[Dataset items]
PR #36293, opened 2024-10-30
Fix Chef unable to set audio-output through RPC

erwinpan1:
The current `AudioOutputManager` use a member variable `mCurrentOutput` to store the current output. Though we can set the output through Matter protocol, however, writing to this value through RPC (which write to the real attribute storage) will not reflect the change to the `AudioOutputManager`'s `mCurrentOutput`. 

Thus, I remove the variable `mCurrentOutput` and just read/write it through Attribute storage


erwinpan1:
Unable to fix restyled issue. Close this and recreate another

PR #36297, opened 2024-10-30
Create CHIP-specific backends for pigweed assert and logs

andy31415:
Without this, we funnel into pigweed basic logging (which uses sys_io (generally stdout) and does not hook into general chip logging) and asserts are not using chip assert macros.

This would allow us to eventually use more of pigweed generic modules (e.g. bytes, base64, functions) without losing matter module integration.

#### Changes

- Standardized the assert and logging backends for pigweed to use chip-sdk specific functions
- Added `keep-going` to locals.py to support debugging failing tests
- made locals.py show colorful fail/pass on tests with timing and show timing by default
- stopped fabric admin from forcing BLE and used no-ble-no-wifi builds for CI for fabric admin and fabric bridge
- updated `host.py` to fully disable BLE on noble (since it seems otherwise we could disable the BLE layer while enabling BLE, which makes no sense)
- MCORE.FS 1.5 was not "waiting up to 10 seconts for changes" but instead checking the first change, so it seemed racy and it hit my changes that altered timing. Updated MCORE.FS to start checking only when the first value matches
- pw_rpc was asserting that Listen/Accept passes and that is not the case when we shut down INET. Made it stop the thread instead.


src/backends/assert/handler.cpp
bzbarsky-apple, line 1: Nothing about the naming of this file anywhere up the chain suggests it's pigweed-specific.  `src/backends` is _very_ generic.  If these are pigweed backends, it should be named accordingly, no?

src/platform/Linux/Logging.cpp
```diff
@@ -43,7 +43,6 @@ void LogV(const char * module, uint8_t category, const char * msg, va_list v)
     // indicate the error occurred during getting time.
     gettimeofday(&tv, nullptr);
 
-#if !CHIP_USE_PW_LOGGING
```
bzbarsky-apple, line 46: Do we still need the `pw_log/log.h` include above?

src/platform/NuttX/Logging.cpp
```diff
@@ -43,7 +43,6 @@ void LogV(const char * module, uint8_t category, const char * msg, va_list v)
     // indicate the error occurred during getting time.
     gettimeofday(&tv, nullptr);
 
-#if !CHIP_USE_PW_LOGGING
```
bzbarsky-apple, line 46: Likewise: is the pigweed log.h include still needed?

src/platform/Linux/Logging.cpp
bzbarsky-apple, line 46: Do we still need CHIP_USE_PW_LOGGING and chip_use_pw_logging?

andy31415: Removed all references.

src/backends/assert/handler.cpp
andy31415: renamed to pw_backends.

bzbarsky-apple (approved):

andy31415:
FabricSync tests fail and I believe they are the ones that use RPC. Will have to debug them, likely as a prerequisite I will fix up `local.py` to actually see them and share the python excludes into one place.

andy31415:
Local script fixes in #36359

src/python_testing/TC_MCORE_FS_1_5.py
```diff
@@ -304,7 +304,11 @@ async def test_TC_MCORE_FS_1_5(self):
                 endpoint, attribute, value = item['endpoint'], item['attribute'], item['value']
 
                 # Record arrival of an expected subscription change when seen
-                if endpoint == newly_added_endpoint and attribute == Clusters.AdministratorCommissioning.Attributes.WindowStatus:
+                if endpoint == newly_added_endpoint and attribute == cadmin_attr.WindowStatus:
+                    if value != th_server_direct_cadmin[cadmin_attr.WindowStatus]:
+                        logging.info("Window status is %r, waiting for %r", value,
+                                     th_server_direct_cadmin[cadmin_attr.WindowStatus])
+                        continue
```
tehampson, line 311: You might still need `time_remaining = report_waiting_timeout_delay_sec - elapsed` before continue

tehampson (approved):

src/python_testing/TC_MCORE_FS_1_5.py
andy31415: Moved the elapsed/remaining bits into a `finally` block.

» TASK TO COMPLETE
Among the lines above, repeat exactly those from the line with "#### Changes" to the line with "makes no sense)", counting both ends.

» COMPLETED TASK
#### Changes

- Standardized the assert and logging backends for pigweed to use chip-sdk specific functions
- Added `keep-going` to locals.py to support debugging failing tests
- made locals.py show colorful fail/pass on tests with timing and show timing by default
- stopped fabric admin from forcing BLE and used no-ble-no-wifi builds for CI for fabric admin and fabric bridge
- updated `host.py` to fully disable BLE on noble (since it seems otherwise we could disable the BLE layer while enabling BLE, which makes no sense)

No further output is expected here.